他剛要解釋一番,雲慎卻開口打斷了他:「你也不用給我解釋,我也不想聽。總之,宴王為我們將軍府付出的,我謹記在心。以後,我也會尋到機會,報答一二的。」
「至於,他與鸞兒的婚約,我想,蕭崇山都死了,他又不是名正言順的皇帝。蕭崇山下旨締結的婚約,恐怕也已經作廢了吧?」
路神醫的眉頭一皺。
他看向雲慎:「雲大公子,事情可不是這樣論的,關鍵是公主與我家王爺是有感情的。他們患難與共,經歷了這麼多,彼此早就心意相通了。那封賜婚聖旨,早就不重要了……」
雲慎靠在馬車壁,聲音帶了幾分懶散,他挑眉看着路神醫:「哦?既然賜婚聖旨不重要了,那是不是一切婚嫁事宜,我們都要按照正常的流程來走?」
路神醫再笨,到了這會兒,也聽出了一些話外的意思。
「雲大公子,你的意思是……」
「你家王爺,可有下聘禮?可有去將軍府提過親?」雲慎眯眸,輕聲笑問。
路神醫的臉色,有些不太好看。
他有些尷尬地低聲咳嗽一聲,摸了摸鼻子。
「這些倒是不曾。」
雲慎斂了嘴角的笑意,緩緩地坐直身體。
「既然如此,那就先提親再說吧。」
「成親的事情,不急!路神醫,宴王府到了,你請下車吧,我還要回去陪母親用膳呢。」
路神醫看着,突然變了臉色的雲慎。
他心裏七上八下的,猶如在打鼓。
他總覺得有些不妙,他連忙應了,從馬車上下來,誰知他剛剛雙腳落地,還沒和雲慎打招呼,想讓他進王府喝杯茶呢。

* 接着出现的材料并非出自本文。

PR #1609, opened 2017-05-26
CA-252871 - Updates order is not preserved on Exporting updates to a …

letsboogey:
…file

Applies sort order of DataGridView to the unfiltered list of updates before
exporting all to file, thereby preserving the update order in the file


MihaelaStoica:
Looks good. Merging.

PR #1618, opened 2017-05-31
CA-242134: Remove Host.IsXCP extension

MihaelaStoica:


XenAdmin/TabPages/GeneralTabPage.cs
```diff
@@ -969,9 +969,6 @@ private void generateLicenseBox()
 
             PDSection s = pdSectionLicense;
 
-            if (host.license_params == null || host.IsXCP)
-                return;
```
stephen-turner: Do we need to retain the host.license_params condition?

stephen-turner:
Thanks, pulling now.

PR #1629, opened 2017-06-06
CA-231518: Manage updates page - the last datagridview column is not …

MihaelaStoica:
…autoresized properly after dismissing all the updates

- Change the AutoSizeMode to ColumnHeader if the grid is empty, to force the column to auto resize

Signed-off-by: Mihaela Stoica <mihaela.stoica@citrix.com>

PR #1628, opened 2017-06-06
CA-231518 - Manage updates page - issues with dismissal

letsboogey:
Signed-off-by: Letsibogo Ramadi <letsibogo.ramadi@citrix.com>

PR #1630, opened 2017-06-07
One more take to CA-231518

kc284:
@letsboogey and @MihaelaStoica, after reviewing PRs #1628  and #1629, I think that we should implement the same method as the other two pages. The proposed solution fixes both the resizing issue and the multiple gridview rebuilding when we dismiss updates. Please have a look and alert me to any caveats that may have escaped me.

### DIFF
--- a/XenAdmin/TabPages/ManageUpdatesPage.cs
+++ b/XenAdmin/TabPages/ManageUpdatesPage.cs
@@ -62,6 +62,7 @@ namespace XenAdmin.TabPages
         private List<string> selectedUpdates = new List<string>();
         private int checksQueue;
         private bool CheckForUpdatesInProgress;
+        private readonly CollectionChangeEventHandler m_updateCollectionChangedWithInvoke;
 
         public ManageUpdatesPage()
         {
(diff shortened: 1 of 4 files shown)


XenAdmin/TabPages/ManageUpdatesPage.cs
```diff
@@ -502,8 +516,7 @@ into g
         private void DeleteAllAllertAction_Completed(ActionBase sender)
         {
             Program.Invoke(Program.MainWindow, () =>
-            {                
-                Rebuild();
```
letsboogey: Thank you for the fix @kc284 . I think these changes are good and dismiss updates now works as intended with the columns resizing as necessary. However there is a regression introduced by removing this Rebuild call. It is needed to set the 'No Updates Found' message/warning on the grid after all the alerts are dismissed. Maybe a full rebuild is not necessary, but the bit of code that sets the icon and message are needed, because at the moment it just shows an empty grid with no message.

letsboogey: As a sidenote : An interesting discovery I also made about the above is that when you dismiss all updates from another instance on XenCenter (without the changes), the message is displayed, and the column does not get resized at all

kc284: @letsboogey I've been looking at restoring the message on dismissal, however I'm wondering now whether it's correct to show it: the user has requested dismissal and not a check, so isn't it confusing to show immediately 'No updates found'? Maybe it's ok to have an empty grid and show the message later if the user requests a new check or any other action that requires a refresh?

kc284:
I am aware of this change, the reason I made it is that there was an inconsistency between the state of the 'Check for updates' link and the 'Check for updates' button, which I found strange/confusing. I see your point, in which case I think that if we hide the button we should also hide/disable the link. Any concerns about this?

letsboogey:
Yes I think it would be okay to hide both of them. Don't see any negative effects because they don't work any way when you have dismissed all

letsboogey:
Following the discussion we had in sprint planning, it was determined that the button is necessary so I will now merge this

PR #8765, opened 2022-05-31
set the PreCommit1 task num

peter198:
Introduction:
Group task scheduling optimization, adding a limit on the number of PreCommit1 tasks for workers

Statement of needs:
In the original scheduling, there is no limit to the number of workers running PreCommit1 at the same time, and the maximum task configuration size includes the number of CPU cores, available memory, and hard disk space.
There is no reasonable limit. Although workers can execute when they receive too many tasks, they cannot fully exert their computing performance. The parallel PreCommit1 tasks can be reasonably controlled according to the hardware configuration.
Can improve the overall task completion speed.

improve proposals:
When the worker starts, the --parallel-p1-limit parameter sets the maximum PreCommit1 task it can accept. It will be recorded when the miner schedules the PreCommit1 task to the worker
Quantity allocated to it When the number of tasks already allocated reaches the set maximum number of tasks, it will not be allocated to a new task until 1 task is completed, and the allocation will be submitted in advance.

The default value of the --parallel-p1-limit parameter is -1, which means no limit, and if --parallel-p1-limit--parallel-p1-limit--parallel-p1-limit exceeds all the values ​​​​of the hardware configuration of the on-duty worker maximum reception time of
won't work either.
When viewing worker information through lotus-miner sealed workers, the task number information of PreCommit1 will be displayed, as follows:
p1_limit: 15-7, 15 represents the value set by --parallel-p1-limit, and 7 represents the number of PreCommit1 tasks currently running.

### DIFF
--- a/cmd/lotus-miner/run.go
+++ b/cmd/lotus-miner/run.go
@@ -4,6 +4,7 @@ import (
 	"fmt"
 	_ "net/http/pprof"
 	"os"
+	"strconv"
 
 	"github.com/filecoin-project/lotus/api/v1api"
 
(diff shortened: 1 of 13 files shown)


peter198:
add sealing.go change

PR #8769, opened 2022-05-31
feat: only enable rcmgr by default in full nodes

vyzo:
opt-in with envvar for other nodes, as there are still some issues with markets related protocols

### DIFF
--- a/node/modules/lp2p/rcmgr.go
+++ b/node/modules/lp2p/rcmgr.go
@@ -27,8 +27,10 @@ import (
 
 func ResourceManager(connMgrHi uint) func(lc fx.Lifecycle, repo repo.LockedRepo) (network.ResourceManager, error) {
 	return func(lc fx.Lifecycle, repo repo.LockedRepo) (network.ResourceManager, error) {
+		isFullNode := repo.RepoType().Type() == "FullNode"
 		envvar := os.Getenv("LOTUS_RCMGR")
-		if envvar == "0" {
+		if (isFullNode && envvar == "0") || // enable by default for full nodes
+			(!isFullNode && envvar != "1") { // otherwise, opt-in with envvar
 			// this is enabled by default; specify LOTUS_RCMGR=0 to disable
 			log.Info("libp2p resource manager is disabled")
 			return network.NullResourceManager, nil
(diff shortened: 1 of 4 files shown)


vyzo:
Needs backport to nv16 branch for v1.16.0 release.

node/modules/lp2p/rcmgr.go
```diff
@@ -27,9 +27,10 @@ import (
 
 func ResourceManager(connMgrHi uint) func(lc fx.Lifecycle, repo repo.LockedRepo) (network.ResourceManager, error) {
 	return func(lc fx.Lifecycle, repo repo.LockedRepo) (network.ResourceManager, error) {
+		isFullNode := repo.RepoType().Type() == "FullNode"
 		envvar := os.Getenv("LOTUS_RCMGR")
-		if envvar == "0" {
-			// this is enabled by default; specify LOTUS_RCMGR=0 to disable
+		if (isFullNode && envvar == "0") || // enable by default for full nodes
```
ribasushi, line 32: Logic seems wrong, I think it should be:
```suggestion
		if (isFullNode && envvar != "0") || // enable by default for full nodes
```

vyzo: we might want to fix the comment to avoid tripping casual reading.
Any suggestions?

ribasushi, line 32:
```suggestion
		if (isFullNode && envvar == "0") || // only set NullResourceManager if envvar is explicitly "0"
```

node/modules/lp2p/rcmgr.go
```diff
@@ -27,9 +27,10 @@ import (
...
+			(!isFullNode && envvar != "1") { // otherwise, opt-in with envvar
```
ribasushi, line 33:
```suggestion
			(!isFullNode && envvar != "1") { // set NullResourceManager *unless* envvar is explicitly "1"
```

ribasushi: @vyzo ☝️ maybe

vyzo: thanks, applied.

magik6k (approved):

雲慎坐着的馬車,就已經啟動調轉了方向,離開了宴王府。
路神醫一個人,站在路邊,陷入凌亂中。
他腦袋有些迷糊,而後似乎明白了一些雲慎的態度,他驚得拍了拍大腿。
「貌似,大事不妙啊。」
他臉色有些難看的,連忙提着藥箱,奔入了王府。
王坤在藥房研製藥物,正好遇到了難題,他剛披頭散髮地跑出來找師傅時,就碰見路神醫鐵青臉,一路越過他,將他徹底無視,朝着蕭廷宴的書房而去。
王坤一怔,他連忙追了上去。
「師傅,我遇到了一個難題……你給我解答一些唄。」
路神醫跑的氣喘吁吁,他將藥箱丟給王坤:「滾一邊去,我現在沒空。」
他一頭扎進了宴王的書房。
彼時的宴王,坐在書房裏,正在處理公務。
他看見路神醫從外面跑進來,他挑眉,有些詫異的看着路神醫:「路神醫,你這是怎麼了?好像後面有鬼在追你似的……」
路神醫急的額頭冒汗,他哎呦了一聲:「哎呦,我的王爺啊,出大事了啊。」
「你應該知道,我剛剛去了將軍府,去給將軍夫人看病的事吧?」
蕭廷宴點頭:「知道啊。怎麼了?夫人的身體,是不是又不好了?」
路神醫嘆息一聲:「她這身體是老毛病了,可最重要的是,不是她的身體問題啊。而是那個雲慎,我懷疑,他對王爺你,有極大的芥蒂與偏見。」